社会科分野での活用法は(2の2)*「社会の一員」自覚促す

掲載日:2010/02/22

*札幌・北星学園女子中*スクラップノートを作成、発表
*意見や考えまとめ世の中知る機会に

 「記事のまとめを発表します」。札幌市中央区の北星学園女子中高では中学1年、地理の授業で毎回、生徒が「新聞スクラップノート」に張った関心のある記事について発表する。授業を進める貞広康子教諭が新聞を活用する狙いの一つが「自分と社会の関係を知る」点にある。

 
  関心ある記事をノートに張り、自分の意見を発表する北星学園中の授業

 中学1年生は10月から、1冊のノートを用意、家庭で毎月5件以上の記事を張っては、内容をまとめ、自分の感想、意見を書く。授業では毎回、出席番号順に2人程度が記事について発表。月に1回、ノートを提出すると、貞広教諭のコメントが添えられて返される。

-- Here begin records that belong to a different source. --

PR #536, opened 2020-03-01
[SE-2245] Override instance storage type to s3 for tests

pkulkark:
This PR overrides the instance storage type setting for failing integration tests.

**Testing Instructions:**

- The CI tests should pass

- Verify the [CI variables](https://vault.opencraft.com:8200/ui/vault/secrets/secret/show/core/OpenCraft%20Tools%20:%20Resources%20:%20OpenCraft%20IM%20-%20Integration%20test%20settings) are updated with newly created s3 bucket details

**Reviewers:**

- [ ] @mtyaka


instance/tests/models/test_openedx_theme_mixins.py
```diff
@@ -65,6 +66,7 @@ def make_test_application(instance, user):
         )
         return application
 
+    @override_settings(INSTANCE_STORAGE_TYPE='s3')
```
lgp171188: @pkulkark, wouldn't it be easier and cleaner to just change the default in `.env.test` instead of changing it in multiple places?

pkulkark: @lgp171188 I suppose so. I was following the [suggestion](https://tasks.opencraft.com/browse/SE-2245) made in the ticket :). I'll update it.

pkulkark: @lgp171188 changing `.env.test` resulted in more test failures so I went back to changing it only for the ones that needed it.

lgp171188:
@pkulkark, a quick question - why do we need to set `INSTANCE_STORAGE_TYPE` for the unit tests? That is primarily used for provisioning storage buckets on external systems, something that shouldn't be happening in the unit tests. Since the environment variables are shared between the unit and integration tests, with the latter requiring this and the related settings, it looks like the unit tests also interact with external systems some how.

This also explains why these tests never fail in the devstack where only the values set in the `.env.test` file are used and there are no additional environment variables.

So would it help to unset the problematic environment variables before running the unit tests? That feels like a better solution.

FYI @mtyaka

pkulkark:
@lgp171188 I'm not exactly sure how the configuration is setup but I don't think that the unit tests are actually interacting with the external services. The `INSTANCE_STORAGE_TYPE` is actually defined in `.env.test` only and doesn't exist in the [environment variables](https://vault.opencraft.com:8200/ui/vault/secrets/secret/show/core/OpenCraft%20Tools%20:%20Resources%20:%20OpenCraft%20IM%20-%20Integration%20test%20settings) used for integration tests. My guess is that it's probably used to verify the logic but the actual call is mocked.

mtyaka:
This fixes the unit tests, and the updated CI variables fix the integration tests, so this is good to merge :+1: 

I would like to schedule a follow-up ticket for this though. SWIFT storage is effectively deprecated in Ocim/OpenEdX, so we should remove `INSTANCE_STORAGE_TYPE='swift'` from [.env.test](https://github.com/open-craft/opencraft/blob/196229828a21f39f2662870ebbd3d4f4b5b2eee4/.env.test#L6) to let it default to `s3` just like we do for integration tests. If for any reason some unit tests actually require swift because they are explicitly testing swift related code, we should override `INSTANCE_STORAGE_TYPE='swift'` just for those tests.

- [x] I tested this: I verified that the build passes with these changes.
- [x] I read through the code
- [ ] Includes documentation

registration/tests/test_views.py
```diff
@@ -589,7 +593,7 @@ def test_modify_user(self):
         application = BetaTestApplication.objects.get()
         self._assert_application_matches_form_data(application)
 
-    @override_settings(VARIABLES_NOTIFICATION_EMAIL='notifications@opencraft.com')
+    @override_settings(VARIABLES_NOTIFICATION_EMAIL='notifications@opencraft.com', INSTANCE_STORAGE_TYPE='s3')
```
lgp171188: @pkulkark, though the unit tests on this PR and the merge commit passed, this change is now causing this unit test to fail with the below error.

 ノートには、記事のまとめや、感想だけでなく、意見や自分の考えを書くことが求められる。これが自分と社会の関係を知ることにつながる。生徒に渡される指示プリントには「『○○は大変だと思います』は感想。『○○が原因と考えられるので○○することが必要』『解決には○○が考えられます』などと、感想はあってもよいが自分の意見を入れよう」と書かれている。

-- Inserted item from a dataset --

PR #538, opened 2020-03-05
Create a BulkEmailFlag when first appserver is provisioned [SE-2078].

mtyaka:
This automatically enables bulk emails for new instances. The playbook that enables bulk emails is run when provisioning the first appserver for the instance.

 1月末の授業では「ハイチ地震から1週間」(1月19日、北海道新聞)や「小沢氏きょう聴取」(1月23日、同)などの記事が取り上げられた。生徒はそれぞれ、「ハイチの被災者に対して私たちができることを考え、行動したい」「政治資金で疑惑を持たれること自体、おかしいことだ」などと発表した。

 これに対して貞広教諭が「被災地へ募金も重要だけど、そのお金がどう使われるか見ることも大切」「政治とお金の話は中学生のみんなに関係ないことだと考えず、お父さんやお母さんと話してみて」と、自分と時事問題との関係を重視した言葉をかける。

 貞広教諭は、スクラップノートの授業を続けることで生徒が「自分も社会にかかわっている」と認識して、社会の出来事に興味を持つきっかけにしてほしいと考えている。社会に興味を持つことで自ら調べたり、学ぶようになれば、社会科が単なる暗記の科目ではなくなるという効果をねらっている。

 また、クラスの中で自分の考えを発表することで自分に自信を持つ生徒も増えている。「感想だけでなく意見も発表することで、自分の考えが伝わった、認められた、という自己肯定感があるのでは」と見ている。